#### [Work item]
The answer must be a single number: the count of lines in these records that hold "lives".
********
PR #545, opened 2026-09-07
feat(pm): `uf pm approve-builds`, and the sentence npm gets instead

### LINKED ISSUE #495: pm: `uf approve-builds`, and the three spellings of trusting an install script
A dependency with an install script is arbitrary code at install time, and each manager treats it differently: pnpm asks (`pnpm approve-builds`), bun refuses until told (`bun pm trust`), npm runs everything unless `--ignore-scripts`, yarn berry has `enableScripts`.

This one is a security surface rather than a convenience, so the interesting work is the uf-side model: which packages this project has approved, recorded where the project can review it, rather than in each manager's own store.

**Done**: `uf approve-builds` lists what is waiting and approves by name; the approved set lives in `uf.config.js` or beside it; npm's "runs everything" is stated rather than papered over. See `docs/security.md`.

Part of #488.

ubugeeei:
Closes #495. Stacked on #543; the base retargets as that merges.

A dependency with a `postinstall` script is arbitrary code, run on the machine of everyone who installs it, before anybody has read a line of it. uf passes `--ignore-scripts` to every manager, so none of them runs — which is safe, and which also means `esbuild` and `sharp` do not work until somebody says so.

## What it shows

```
  manager       pnpm
  approvals in  pnpm.onlyBuiltDependencies

  package  version  runs         approved
  esbuild  0.24.0   postinstall  no
  sharp    0.33.5   postinstall  no

› 2 packages would run code at install time and are not approved, so uf does not let them run
› uf pm approve-builds <name>... records the ones you have read
```

It names the *hooks* — `postinstall` alone is a different risk from all four — and not the script bodies. A minified `postinstall` is one line of four kilobytes, and printing it would let the package decide how much of your terminal it gets; the file is one `cat` away, and reading it there is the review this command is asking you to do.

## Where the approval lives

| manager | field |
| --- | --- |
| pnpm | `pnpm.onlyBuiltDependencies` |
| bun | `trustedDependencies` |
| yarn 2+ | `dependenciesMeta.<name>.built` |
| npm, yarn 1 | — |

The field the project's own manager already reads. Not a file of uf's own and not a mirror of anybody's config schema: uf records the decision, the manager enforces it, a project that stops using uf keeps a working allow-list, and one that already had a list is read rather than overridden.

## What the install then does

`--ignore-scripts` comes off only when the manager can enforce a list **and** the list has something in it. An empty `onlyBuiltDependencies` is pnpm's way of saying "none", and dropping the flag for it would turn that into "whatever this manager defaults to" — a silent reopening of the hole the flag closes. Both call sites now go through one `scripts_allowed`, because a rule about running somebody else's code should have one spelling.

## npm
********
#### [Expected output]
2